MONTGOMERY, ALEXANDER, an
early poet of considerable fame, appears to have been a younger son of
Montgomery of Hazelhead castle, in Ayrshire, a branch of the noble family
of Eglintoune. He flourished in the reign of James VI. but probably
wrote verses at an antecedent period, as some of his compositions are
transcribed in the Bannatyne Manuscript, which was written in 1568. The date
of his birth--further than that it was upon an Easter-day—the place and
nature of his education, and the pursuits of his early years, are all
involved in obscurity. He is said to have been brought up in the county of
Argyle; a fact which seems to gather some confirmation from a passage in
Dempster— "eques Montanus vulgo vocatus,"—as if he had acquired some common
nickname, such as "the Highland trooper;" for Montgomery never was knighted.
There is some reason to suppose that he was at one time a domestic or
commander in the guard of the regent Morton. His most familiar title,
"Captain Alexander Montgomery," renders it probable that the latter was the
nature of his office, for the word captain seems to have been first used in
Scotland, in reference to officers in the immediate service of the
sovereign. Melville, in his Diary, mentions that when Patrick Adamson was
promoted to the archbishopric of St Andrews, (an event which occurred in the
year 1577,) there was then at court "captain Montgomery, a good honest man,
and the regent’s domestic," who, recollecting a phrase which the new primate
had been accustomed to use in his sermons, remarked to some of his
companions, "for as often as it was reported by Mr Patrick, the prophet
would mean this, I never understood what the prophet meant till now."
Montgomery appears afterwards
to have been in the service of king James, who, in his Rewles and Cautelis,
published in 1582, quotes some of the poems of the subject of this memoir.
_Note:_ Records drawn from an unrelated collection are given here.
PR #110, opened 2023-02-01
Crystal Structure Generation

ejmeitz:
Hello,

I've been working on some code to generate crystal structures and get back a list or coordinates, atoms and the boundary needed to run the simulation. The code is more or less untested and I just wanted to discuss the implementation of the interface. There are many types in this file, but the only ones I intend to export are the functions at the bottom of the file which are not fully implemented. When complete these functions should cover all possible Bravais lattices in 3D and provide sufficient coverage of crystal structure for as a starting place. As it stands, the functions at the bottom of the file (e.g. FCC, Diamond) are just functions that return a crystal type for you. Then you'd have to call replicate_unit_cell to get back the atoms, coords and boundary. I'd prefer this just be one call to FCC() that gives you atoms, coords and boundary,

Some background:

A crystal is defined by a lattice (repeating grid of points) and a basis (atomic pattern at each lattice point). As such the crystal type takes a BravaisLattice, and Vector of BasisAtoms in its constructor. The way in which the Bravais lattice is initialized specifies whether it will be FCC or BCC etc. and the basis atoms allow for more complicated structure like Diamond or Wurtzite to be constructed.


ejmeitz:
Yeah that is a good idea. I'll probably call it Bravais.jl.

I guess leave this pull request open and eventually I'll replace this code with something that calls that library.

jgreener64:
Sounds good. Regarding naming there is also the Atomic or Atom prefix, e.g. AtomicCrystals.jl.

ejmeitz:
Code is mostly done, just making the ReadMe pretty and making sure everything is actually correct: https://github.com/ejmeitz/SimpleCrystals.jl

Thinking about how to interface with Molly now.

ejmeitz:
Are you ok with me adding a second constructor for the System() struct that takes a Crystal struct from the library I made? It would just end up calling the original constructor after it parses the Crystal struct for useful infos.

jgreener64:
Yes should be fine.

ejmeitz:
Cool, almost working now...

One last thing before I fully test it out, what is the difference between fields 1,2, & 5 in AtomData? and what are the res_number and res_name? I have data about the element like its name, symbol etc just confused about what should go where. Thanks!

```
atom_type::String
atom_name::String
res_number::Int
res_name::String
element::String
```

jgreener64:
These bits of data are quite specific to biomolecular force fields. In that context you have residues forming chains to make proteins. You can just leave them with the default values apart from the element.

`atom_type` - the force field contains parameters (e.g. `σ`/`ϵ`) for each atom type.
`atom_name` - the name of the atom in the residue template, e.g. `CD` is the delta carbon.
`res_number` - the residue number in the chain.
`res_name` - the name of the residue the atom belongs to, e.g. `ALA`.
`element` - the element of the atom as a string, e.g. `C`.

ejmeitz:
Stuck at the moment...adding my package to Molly breaks compilation for some reason. Specifically it cannot find the `dualize` function from ForwardDiff imported into Molly in zygote.jl. I'm a bit confused because my package has no dependencies related to auto-diff packages.

The whole package dev thing still confuses me a little but I'm a bit stumped here. I did have to change Molly's [compat] for AtomsBase to 0.3 but I dont see why that would break dualize.

ejmeitz:
Might delete this branch and restart, idk what happened when I pulled all the CUDA branch. Seems broken though lol.

PR #118, opened 2023-03-09
Hotfix for Julia 1.9

axsk:
Using the new extension system, it seems the `dualize` function defined in `FordwardDiff`'s `ForwardDiffStaticArraysExt` extension module is not importable (at least I could not manage to do it).

However, since the signature defined here (in Molly) is only used from within Zygote, I supposed it's safe to simply define it independent of `ForwardDiff`'s `dualize`. 
Maybe this `dualize` could/should be called `offset_dualize` to clearly distinguish it?

Using this little trick allowed me to load Molly on 1.9.0rc1.
However, I couldn't run `Pkg.test` because it fails due to some GL stuff not working (running it on a remote node without even an display server) and I was not using the differentiable capabilities so far, so I cannot say anything about correctness.

### DIFF
--- a/src/zygote.jl
+++ b/src/zygote.jl
@@ -3,7 +3,6 @@
 # Here be dragons
 
 using ForwardDiff: Chunk, Dual, partials, value
-using ForwardDiff.ForwardDiffStaticArraysExt: dualize
 using Zygote: unbroadcast
 
 iszero_value(x::Dual) = iszero(value(x))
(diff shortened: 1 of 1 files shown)


jgreener64:
Thanks for fixing this. I asked on Slack and it seems that this function is indeed not importable. Looks good to me.

On machines where there is no display you can run the tests with `VISTESTS=0 julia test/runtests.jl`.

His services were acknowledged by a pension of five hundred merks,
chargeable upon certain rents of the arch-bishopric of Glasgow, which was
confirmed in 1583, and again in 1589. Various places throughout Scotland are
pointed out by tradition, as having been the residence of Montgomery,
particularly the ruins of Compston Castle, near Kirkcudbright, now involved
in the pleasure grounds connected with the modern mansion-house of
Dundrennan. In 1586, the poet commenced a tour of the Continent. After his
return, he was involved in a tedious and vexatious lawsuit respecting his
pension, which drew from him some severe remarks upon the lawyers and judges
of that time. Of his principal poem, "The Cherry and the Slae," the first
known edition was printed by Robert Waldegrave, in 1607. The poet appears,
from a passage in a memoir of Mure of Rowallan, [Lyle’s Ballads, London,
1827.] his nephew, to have died between this date and 1611.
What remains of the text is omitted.